与阿翁访华同步,译林出版社出版了他的首本中文诗选《我的孤独是一座花园》。此乃北京外国语大学的薛庆国教授从阿翁十七部诗集中精选作品65首译成,劳苦而功高。但他警告读者:“阿多尼斯的诗歌属阳春白雪,知音主要是文化水准较高的诗歌爱好者。”我的阅读感受却是,这些诗从语句本身来说,几乎没有理解上的难度,真正的困难在于,你如何在阅读的过程中控制自己的想像,不要被这些简洁但没有明确主题的句子驱入思绪的汪洋。阿多尼斯的语言看似朴素内敛,其意义实则极其开放,大有包容整个世界之相。

他的诗初读平淡,细读可以回肠。这是一种我们不太熟悉的散文化诗歌,也是一种不熟悉的层层推进、不断探寻的诗歌。他既非控诉,也不要讴歌,正如他本人对诗歌所下的定义:“诗歌即提问,它总在引发另一个提问。”他另有更明确的表述:“阿拉伯诗歌的现代性在于一种拷问,以此探究诗歌的语言,开辟新的写作尝试。写作因此不断将阿拉伯文明推入疑问,同时亦将自身推入疑问。”(《金字塔周刊》,2001年1月11-17日)

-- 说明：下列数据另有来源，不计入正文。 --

Issue #21, opened 2019-06-21
Validation Script


trshafer:
## In what area(s)?

> /area API
> /area autoscale
> /area build
> /area monitoring
> /area networking
/area test-and-release

## Describe the feature
It would be helpful to have a validation script that took in a kubeconfig and gave a pass/fail or likelihood of passing if knative could be run on the cluster. The script would be run by a cluster admin and validate that the kubernetes cluster is properly setup to support knative. 

It would be run like: `validate-cluster.sh --kubeconfig=/path/to/kubeconfig`

I'm not immediately sure what all the checks would be, one initial suggestion by @dgerd is the initial check would simply check the k8s version and perhaps a version of a supported ingress/gateways services.

yu2003w:
I would like to work on this item.

houshengbo:
@yu2003w Are u a member of Knative? Why cannot I assign it to you?

yu2003w:
@houshengbo I'm not member of knative.

houshengbo:
@yu2003w You definitely need to join the knative community as a member. However, you can start working on it anyhow

@k4leung4 @greghaynes Since we folks have gone the process of proposing knative member before, could you propose @yu2003w as a member of knative? I can be another member proposing @yu2003w if needed.

yu2003w:
validation scripts check following items:
1,  k8s cluster version
2, Istio version and following services deployed
    cluster-local-gateway
    istio-ingressgateway
3, cert manager installed

greghaynes:
Thanks for working on this. What do we think about rather than a shell script we make this go code which our operator can run? I expect we will want our operator to perform checks like this as part of normal operation and it will be difficult to bake in a shell script which it runs.

yu2003w:
Operator should perform the checks before installing Knative Serving.
Does operator need to check the conditions such as ingress gateway periodically after knative serving installed?
Does operator support to install serving with Gloo preinstalled rather than istio?

trshafer:
> Operator should perform the checks before installing Knative Serving.
Yes. I am open to the idea of updating the `KnativeServing` CRD to add the desired dependency configuration. @houshengbo  @greghaynes and @trshafer jcrossley3 

Something like this?

``` yaml
spec:
  deps:
    istio: true
    gloo: false
    mtls: false
```

> Does operator need to check the conditions such as ingress gateway periodically after knative serving installed?
[...]

PR #75, opened 2019-07-16
Validation before installing knative serving

yu2003w:
To fix problem #21 

Signed-off-by: Wei Yu(Jared) <yuweiw@cn.ibm.com>

### DIFF
--- a/config/crds/serving_v1alpha1_knativeserving_crd.yaml
+++ b/config/crds/serving_v1alpha1_knativeserving_crd.yaml
@@ -93,6 +93,13 @@ spec:
                       name:
                         description: The name of the secret.
                         type: string
+            knative-dependency:
+              description: Dependencies for installing knative serving, operator need to check whether
+                dependencies are met before invoking install knative serving.
+              type: array
+              items:
+                type: string
+                description: Dependent component name
           type: object
         status:
           description: Status defines the observed state of KnativeServing
--- a/pkg/reconciler/knativeserving/common/validation.go
+++ b/pkg/reconciler/knativeserving/common/validation.go
@@ -1,0 +1,174 @@
+/*
+Copyright 2019 The Knative Authors
+
+Licensed under the Apache License, Version 2.0 (the "License");
+you may not use this file except in compliance with the License.
+You may obtain a copy of the License at
+
+    http://www.apache.org/licenses/LICENSE-2.0
+
+Unless required by applicable law or agreed to in writing, software
+distributed under the License is distributed on an "AS IS" BASIS,
+WITHOUT WARRANTIES OR CONDITIONS OF ANY KIND, either express or implied.
+See the License for the specific language governing permissions and
+limitations under the License.
+*/
+package common
+
+import (
+	"fmt"
+	"strings"
+
+	"go.uber.org/zap"
+
+	"github.com/rogpeppe/go-internal/semver"
+	v1beta1 "k8s.io/api/extensions/v1beta1"
+	metav1 "k8s.io/apimachinery/pkg/apis/meta/v1"
+	"k8s.io/client-go/kubernetes"
+	"knative.dev/pkg/version"
+	opversion "knative.dev/serving-operator/version"
+)
+
+const (
+	// IstioDependency name
+	istioDependency     = "istio"
+	istioNamespace      = "istio-system"
+	istioPilotContainer = "istio-proxy"
+	// CertManagerDependency name
+	certManagerDependency = "certmanager"
+	certManagerNamespace  = "cert-manager"
+)
+
+type depMeta struct {
+	// dependent
+	name string
+	// in which dependent installed
+	namespace string
+	// deployments installed in the namespace
+	deploy []string
+}
+
+var depMetas = map[string]depMeta{
+	istioDependency: {
+		name:      istioDependency,
+		namespace: istioNamespace,
+		deploy: []string{
+			"istio-ingressgateway",
+			"cluster-local-gateway",
+		},
+	},
+	certManagerDependency: {
+		name:      certManagerDependency,
+		namespace: certManagerNamespace,
+		deploy: []string{
+			"cert-manager",
+		},
+	},
+}
+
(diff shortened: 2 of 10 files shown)


config/crds/serving_v1alpha1_knativeserving_crd.yaml
```diff
@@ -74,6 +74,17 @@ spec:
                   type: object
                   additionalProperties:
                     type: string
+              knative-dependency:
+                description: Dependencies for installing knative serving, operator need to check whether
```
mattmoor-sockpuppet:
```suggestion
                description: Dependencies for installing knative serving, operator need to check whether
```

mattmoor-sockpuppet:
```suggestion
                description: Dependencies for installing knative serving, operator need to check whether
```

config/crds/serving_v1alpha1_knativeserving_crd.yaml
```diff
@@ -74,6 +74,17 @@ spec:
                   type: object
                   additionalProperties:
                     type: string
+            knative-dependency:
+              description: Dependencies for installing knative serving, operator need to check whether
```
mattmoor-sockpuppet:
```suggestion
              description: Dependencies for installing knative serving, operator need to check whether
```

mattmoor-sockpuppet:
```suggestion
              description: Dependencies for installing knative serving, operator need to check whether
```

jcrossley3:
/hold
I don't think we want dependency versions in the the CR spec. We should already have a mapping of KS release to supported versions of dependencies. Exposing that to the user is just noise, I think.

yu2003w:
@jcrossley3  I agree with you that we should already have the mapping.
But How could serving-operator get the mapping information? Configure that in CM or hard-code for verifying dependency version? 

also CC'ed @trshafer Do you have any advice?

trshafer:
If we're hardcoding the version of knative serving that gets installed, I think it's ok for us to hard code the supported dependencies. It would be nice if these versions were easy to locate within the repo as I imagine people would be interested in looking at what the supported dependency versions were.

jcrossley3:
I would think easy access to dependency version mappings is a question for knative-serving itself to answer, no? The operator would consume that information just like a human would.

yu2003w:
@jcrossley3 Yes, kn serving should know dependencies versions information. I would like to raise a question in kn serving chat group.
Another question is that if I override registry image with kn serving 0.6.1 when creating CR, it could installed successfully. And it seems that we don't have a mechanism to verify that. Is it necessary for serving-operator to validate this?

jcrossley3:
> @jcrossley3 Another question is that if I override registry image with kn serving 0.6.1 when creating CR, it could installed successfully. And it seems that we don't have a mechanism to verify that. Is it necessary for serving-operator to validate this?

Good question. My initial thought is that once you change that image, all bets are off, and you're responsible. It makes me wonder whether we should just disable all dependency checks when an image is overridden.

pkg/reconciler/knativeserving/common/validation.go
```diff
@@ -0,0 +1,276 @@
...
+	basemsg := t.meta.name + " validation"
+	// check namespace created
+	_, err := client.CoreV1().Namespaces().Get(t.meta.namespace, metav1.GetOptions{})
+	if err != nil {
+		msg := t.meta.namespace + " doesn't exist"
+		log.Error(err, basemsg, "namespace checking", msg)
+		return fmt.Errorf(msg)
+	}
+
+	// for istio, version could be get frome env of container istio-proxy in pod istio-pilot
```
mattmoor-sockpuppet:
```suggestion
	// for istio, version could be get from env of container istio-proxy in pod istio-pilot
```

yu2003w: > I would think easy access to dependency version mappings is a question for knative-serving itself to answer, no? The operator would consume that information just like a human would.

@jcrossley3 I didn't find information about how to read kn serving mapping with dependency version by operator. Do you have any advice? Or did I misunderstand your comments?

yu2003w:
@jcrossley3 I didn't find information about how to read kn serving mapping with dependency version by operator. Do you have any advice? Or did I misunderstand your comments?

> I would think easy access to dependency version mappings is a question for knative-serving itself to answer, no? The operator would consume that information just like a human would.

pkg/reconciler/knativeserving/common/validation.go
```diff
@@ -0,0 +1,260 @@
...
+	"k8s.io/client-go/tools/remotecommand"
+	"knative.dev/pkg/version"
+	opversion "knative.dev/serving-operator/version"
+)
+
+const (
+	// IstioDependency name
+	istioDependency     = "istio"
+	istioNamespace      = "istio-system"
+	istioProductVersion = "productVersion"
```
markusthoemmes: This seems unused.

pkg/reconciler/knativeserving/common/validation.go
```diff
@@ -0,0 +1,260 @@
...
+	namespace string
+	// deployments installed in the namespace
+	deploy []string
+}
+
+var depMetas = map[string]depMeta{
+	istioDependency: {
+		name:      istioDependency,
+		namespace: istioNamespace,
+		deploy: []string{
```
markusthoemmes: Why do we need this list? we don't really depend on an istio installation even if we depend on istio.

markusthoemmes (commented):
I think this should be approached in a more abstract way, at least for Istio. We don't really need to depend on specific deployments being there etc. Really all we depend on at this point is:

1. Some CRDs in a version that we need.
2. The configured gateways (istio-ingressgateway and cluster-local-gateway) installed and at the location defined in Knative's config.

pkg/reconciler/knativeserving/common/validation.go
yu2003w: We don't need to know the details of Istio deployments. I will update PR soon.

houshengbo:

法国大诗人博纳富瓦(Yves Bonnefoy)认为,阿多尼斯延续并弘扬了现代主义的美学。“从某种意义上讲,诗歌的言说方式即暴力。”博纳富瓦写道,“因为它对窒息我们语词的那些陈腔滥调提出质疑;而若不假以一种狂暴,一种足以摧毁语言和诗人思想与想像中这些陈麻烂谷、这些空洞的、无意义的表达的能力,它便无力取得成功。”

对阿拉伯地区的诗人而言,读者往往期盼他明确给出答案,而不是像阿多尼斯那样,不断地提出问题,亚当沙茨(Adam Shatz)在2002年刊于《纽约时报》的一篇阿多尼斯特写中说:“这是一种深刻的颠覆性姿态。”

他笔下不只有自由与孤独,祖国与母语,还反复写到光明与黑暗,生命与死亡。诗中不缺少世俗的爱情,极少现身的反而是真神。每每在格言式的句子出现时,则不免让人想起纪伯伦,比如:“现在我明白了:=为什么那些只梦见光明的人,=有时候也会赞美黑暗。”

《在意义丛林旅行的向导》一诗非常独特,也非常美。阿多尼斯说“雨”是“从乌云的列车上下来的最后一位旅客”,而“贫穷”是“在大地上移动的坟墓”;“希望”是“用生命的语言描述死亡”,“失望”则正相反,是“用死亡的语言描述生命”;“无意义”是“流行最广的一种病症”,而“意义”是“无意义的开始与终结”。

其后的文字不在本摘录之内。